## What you have to do
Would you give all of the records again, exactly as they read?

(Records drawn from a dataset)
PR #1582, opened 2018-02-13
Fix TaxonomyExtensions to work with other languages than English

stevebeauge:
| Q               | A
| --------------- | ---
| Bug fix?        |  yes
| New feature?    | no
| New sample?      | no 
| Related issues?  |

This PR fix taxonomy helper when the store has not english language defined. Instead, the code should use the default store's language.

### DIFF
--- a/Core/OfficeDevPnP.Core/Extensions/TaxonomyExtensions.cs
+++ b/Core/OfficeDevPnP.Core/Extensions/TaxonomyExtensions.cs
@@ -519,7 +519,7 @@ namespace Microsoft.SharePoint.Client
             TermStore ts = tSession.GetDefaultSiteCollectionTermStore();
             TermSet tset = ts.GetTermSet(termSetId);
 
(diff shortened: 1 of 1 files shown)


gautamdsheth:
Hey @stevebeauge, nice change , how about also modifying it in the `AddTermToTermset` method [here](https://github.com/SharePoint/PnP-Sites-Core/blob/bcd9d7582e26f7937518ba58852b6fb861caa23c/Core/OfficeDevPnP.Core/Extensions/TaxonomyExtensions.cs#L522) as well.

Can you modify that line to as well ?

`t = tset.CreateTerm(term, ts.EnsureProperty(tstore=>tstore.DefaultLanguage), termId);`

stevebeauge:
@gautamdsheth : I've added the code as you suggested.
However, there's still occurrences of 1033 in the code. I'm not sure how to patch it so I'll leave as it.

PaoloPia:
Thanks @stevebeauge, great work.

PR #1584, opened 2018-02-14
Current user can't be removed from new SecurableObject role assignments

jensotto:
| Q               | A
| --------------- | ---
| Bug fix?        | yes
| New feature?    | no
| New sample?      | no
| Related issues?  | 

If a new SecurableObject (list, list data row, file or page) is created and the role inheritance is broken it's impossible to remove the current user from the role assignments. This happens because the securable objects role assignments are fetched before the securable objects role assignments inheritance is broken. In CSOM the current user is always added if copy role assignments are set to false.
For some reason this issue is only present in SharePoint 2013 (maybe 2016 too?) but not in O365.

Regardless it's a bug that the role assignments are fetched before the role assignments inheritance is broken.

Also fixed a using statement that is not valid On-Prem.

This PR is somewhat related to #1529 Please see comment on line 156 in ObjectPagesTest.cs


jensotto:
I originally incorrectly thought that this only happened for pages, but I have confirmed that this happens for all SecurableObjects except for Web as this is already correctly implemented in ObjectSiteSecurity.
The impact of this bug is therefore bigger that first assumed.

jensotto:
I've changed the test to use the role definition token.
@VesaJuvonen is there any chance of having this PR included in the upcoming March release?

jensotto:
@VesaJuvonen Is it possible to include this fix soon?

## Result below
PR #1582, opened 2018-02-13
Fix TaxonomyExtensions to work with other languages than English

stevebeauge:
| Q               | A
| --------------- | ---
| Bug fix?        |  yes
| New feature?    | no
| New sample?      | no 
| Related issues?  |

This PR fix taxonomy helper when the store has not english language defined. Instead, the code should use the default store's language.

### DIFF
--- a/Core/OfficeDevPnP.Core/Extensions/TaxonomyExtensions.cs
+++ b/Core/OfficeDevPnP.Core/Extensions/TaxonomyExtensions.cs
@@ -519,7 +519,7 @@ namespace Microsoft.SharePoint.Client
             TermStore ts = tSession.GetDefaultSiteCollectionTermStore();
             TermSet tset = ts.GetTermSet(termSetId);
 
(diff shortened: 1 of 1 files shown)


gautamdsheth:
Hey @stevebeauge, nice change , how about also modifying it in the `AddTermToTermset` method [here](https://github.com/SharePoint/PnP-Sites-Core/blob/bcd9d7582e26f7937518ba58852b6fb861caa23c/Core/OfficeDevPnP.Core/Extensions/TaxonomyExtensions.cs#L522) as well.

Can you modify that line to as well ?

`t = tset.CreateTerm(term, ts.EnsureProperty(tstore=>tstore.DefaultLanguage), termId);`

stevebeauge:
@gautamdsheth : I've added the code as you suggested.
However, there's still occurrences of 1033 in the code. I'm not sure how to patch it so I'll leave as it.

PaoloPia:
Thanks @stevebeauge, great work.

PR #1584, opened 2018-02-14
Current user can't be removed from new SecurableObject role assignments

jensotto:
| Q               | A
| --------------- | ---
| Bug fix?        | yes
| New feature?    | no
| New sample?      | no
| Related issues?  | 

If a new SecurableObject (list, list data row, file or page) is created and the role inheritance is broken it's impossible to remove the current user from the role assignments. This happens because the securable objects role assignments are fetched before the securable objects role assignments inheritance is broken. In CSOM the current user is always added if copy role assignments are set to false.
For some reason this issue is only present in SharePoint 2013 (maybe 2016 too?) but not in O365.

Regardless it's a bug that the role assignments are fetched before the role assignments inheritance is broken.

Also fixed a using statement that is not valid On-Prem.

This PR is somewhat related to #1529 Please see comment on line 156 in ObjectPagesTest.cs


jensotto:
I originally incorrectly thought that this only happened for pages, but I have confirmed that this happens for all SecurableObjects except for Web as this is already correctly implemented in ObjectSiteSecurity.
The impact of this bug is therefore bigger that first assumed.

jensotto:
I've changed the test to use the role definition token.
@VesaJuvonen is there any chance of having this PR included in the upcoming March release?

jensotto:
@VesaJuvonen Is it possible to include this fix soon?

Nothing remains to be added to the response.